- Church: Catholic Church
- Diocese: Diocese of Port-Vila
- In office: 30 November 1996 – 19 May 2007
- Predecessor: Francis-Roland Lambert
- Successor: Jean Bosco Baremes

Orders
- Ordination: 15 December 1982
- Consecration: 12 April 1997 by Francis-Roland Lambert

Personal details
- Born: 24 October 1954 Ambae, New Hebrides, British & French Empires
- Died: 19 May 2007 (aged 52) Port Vila, Vanuatu

= Michel Visi =

Michel Visi (24 October 1954 in Nangire, Ambae, Vanuatu – 19 May 2007 in Port Vila, Vanuatu) was the bishop of the Roman Catholic Diocese of Port-Vila.

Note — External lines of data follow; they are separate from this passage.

PR #6062, opened 2025-05-28
Always use button elements for Remove social link buttons

AntonKhorev:
Fixes https://github.com/openstreetmap/openstreetmap-website/pull/5439#issuecomment-2904227124

Here's how tabbing through social link inputs looks like:

https://github.com/user-attachments/assets/0bb01428-9b4c-4a27-9093-6d563c912d45

Notice that only the newly added *Remove* buttons are reachable. That's because *Remove* buttons for already existing links are not actually buttons. They are labels for hidden checkboxes styled as buttons.

This PR makes *Remove* buttons actual `<button>` elements. It also adds placeholders for link inputs, mainly because it's easier to test:
image

Also removes interpolation of strings from Translatewiki into html like this:
```html
<button type="button" class="btn btn-outline-primary col-sm-2 align-self-start">${OSM.i18n.t("javascripts.social_links.remove")}</button>
```
by writing html in the erb template.

### DIFF
--- a/app/assets/javascripts/user.js
+++ b/app/assets/javascripts/user.js
@@ -12,8 +12,7 @@ $(function () {
   let map, marker, deleted_lat, deleted_lon, deleted_home_name, homeLocationNameGeocoder, savedLat, savedLon;
 
   if ($("#social_links").length) {
-    $("#add-social-link").click(function (event) {
-      event.preventDefault();
+    $("#add-social-link").click(function () {
       const newIndex = -Date.now();
       const socialLinkForm = $(`
         <div class="social-link-added-fields row mb-3">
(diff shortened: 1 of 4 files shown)


AntonKhorev:
> The only real use I could think of was accessibility but the actual links aren't numbered once they're filled in so it doesn't seem like it helps with relating them to the remove buttons.

Placeholders are announced by screen readers (at least the on that comes with Ubuntu) even when not visible. But `<label>` is announced too and may take precedence. Now I removed `<label>`s from `.html.erb` and I'm labelling the inputs with `placeholder` and `aria-label` attributes, like GitHub does in this form:
image

AntonKhorev:
> Is the `javascripts.social_links.remove` translation still used somewhere else? Otherwise it should be removed since it's already a duplicate.

It's not used. That's why it was already removed.

tomhughes:

PR #6063, opened 2025-05-29
Move layer definitions to pane controllers

### LINKED ISSUE #5616: Move html from javascript to views

hlfan:
Closes #5616 as a partial spiritual successor of #4335

### DIFF
--- a/app/controllers/layers_panes_controller.rb
+++ b/app/controllers/layers_panes_controller.rb
@@ -4,6 +4,10 @@ class LayersPanesController < ApplicationController
   authorize_resource :class => false
 
   def show
+    @base_layers = MapLayers.full_definitions("config/layers.yml")
+    @overlay_layers = [{ :layer_id => "noteLayer", :name => "notes", :max_area => Settings.max_note_request_area },
+                       { :layer_id => "dataLayer", :name => "data", :max_area => Settings.max_request_area },
+                       { :layer_id => "gpsLayer", :name => "gps" }]
     render :layout => false
   end
 end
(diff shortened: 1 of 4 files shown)


AntonKhorev:
Is it possible to split this pull request per each sidebar pane? For example, to make a PR that moves only the map key first?

hlfan:
Sure, the map key sidebar pane content loading update would need to be merged before the other panes' PRs as they would depend on that.

tomhughes:
I mean it is already split into separate commits I think and I did have a quick look at it reviewing each commit but I've been meaning to come back and have a better look... As I recall my main question was whether the URLs should all be at the top level or should be under some common prefix.

hlfan:
> under some common prefix

Good point, what do you think of "/panes/{pane}"?

hlfan:
A little bit more cleaning up the HTML by putting the layer definitions in the pane controller like how also the legend is prepared. Then I think the structure is clean enough to also close the underlying issue.

tomhughes:
Looks good to me, thanks.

He also served as the head of Vanuatu's Vanuatu Christian Council, an important interdenominational organization.

Visi was originally from the island of Ambae in the northern part of Vanuatu. He was ordained as a Catholic priest on 15 December 1982 at the age of 28. He was appointed to be the Bishop of Vanuatu on 12 April 1997 by Pope John Paul II to succeed bishop Francis Lambert. He was the first indigenous Vanuatuan to be appointed to this post.

Visi was found dead in his bedroom in Port Vila on 19 May 2007. His funeral was held on 22 May at the Port Vila Roman Catholic Cathedral. His funeral was officiated by the Nouméa Archbishop Michel-Marie-Bernard Calvet.